This project aims to detect sentiments in text using machine learning techniques. It leverages Natural Language Processing (NLP) and classification algorithms to classify text into either positive,negative,neutral or irrelevant categories.
- Introduction
- Features
- Installation
- Dataset
- Preprocessing
- Model Training
- Evaluation
- Results
- Contributing
In today's digital age, vast amounts of textual data are generated daily across various platforms such as social media, customer reviews, and news articles. Understanding the sentiment expressed in this data is crucial for businesses, researchers, and individuals to gain insights into public opinion, customer satisfaction, and overall sentiment trends.
The Sentiment Analysis Project is an initiative focused on utilizing machine learning techniques to analyze and classify textual data based on sentiment. By leveraging Natural Language Processing (NLP) algorithms and classification models, this project aims to automatically categorize text into different sentiment classes, such as positive, negative, or neutral.
The core objective of this project is to develop a robust sentiment analysis tool that can accurately interpret the sentiment conveyed in textual data. This tool can be applied to various real-world applications, including social media monitoring, brand sentiment analysis, customer feedback analysis, and market research.
This README provides an overview of the project, including details on the dataset used, instructions for running the code, the directory structure of the repository, contributions from collaborators, and licensing information.

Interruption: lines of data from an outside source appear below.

Issue #1207, opened 2022-04-06
Fix flaky frontend test


ChristopherChudzicki:
Twice recently I've had frontend tests fail on CI in a PR that did not touch frontend at all. For example, https://github.com/mitodl/ocw-studio/runs/5854057454?check_suite_focus=true

Acceptance Criteria:
- [ ] Figure out why and fix it.

pt2302:
Another possible example: https://github.com/mitodl/ocw-studio/runs/7197287993?check_suite_focus=true

pt2302:
Possibly related: https://github.com/mitodl/ocw-studio/issues/269.

pt2302:
Another example: https://github.com/mitodl/ocw-studio/runs/7362418653?check_suite_focus=true

pdpinch:
any update on this @Wassaf-Shahzad ?

Wassaf-Shahzad:
Sorry no @pdpinch I could not reproduce this locally

HussainTaj-arbisoft:
To determine this issue's impact and existence, I ran the `SingletonsContentListing.test` multiple times. (Thanks to https://github.com/mitodl/ocw-studio/issues/1207#issuecomment-1185785648, I did not have to run the entire suite).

- Utilizes sentiment analysis for text classification.
- Integration with popular machine learning libraries such as TensorFlow and Keras.
- Evaluation metrics for assessing the model's performance.
Clone the repository:
git clone https://github.com/AmineRaouane/Sentiment.gitThe project utilizes a curated dataset that is a collection of twwiter(X) posts . The dataset is in twitter_training.csv
The preprocessing script encode the text column to use it in the modeling part.
The model is trained on the preprocessed dataset using the TensorFlow and Keras libraries. Hyperparameters can be adjusted in the Sentiment.ipynb script.
The model's performance is evaluated using metrics such as accuracy, precision, recall, and F1 score. These metrics provide insights into the model's ability to correctly the posts.
Upon training and evaluation, the project provides insights into the model's performance. Results, including confusion matrices and classification reports, are presented in the Sentiment.ipynb script.
Contributions to the project are welcome. Feel free to open issues, propose new features, or submit pull requests.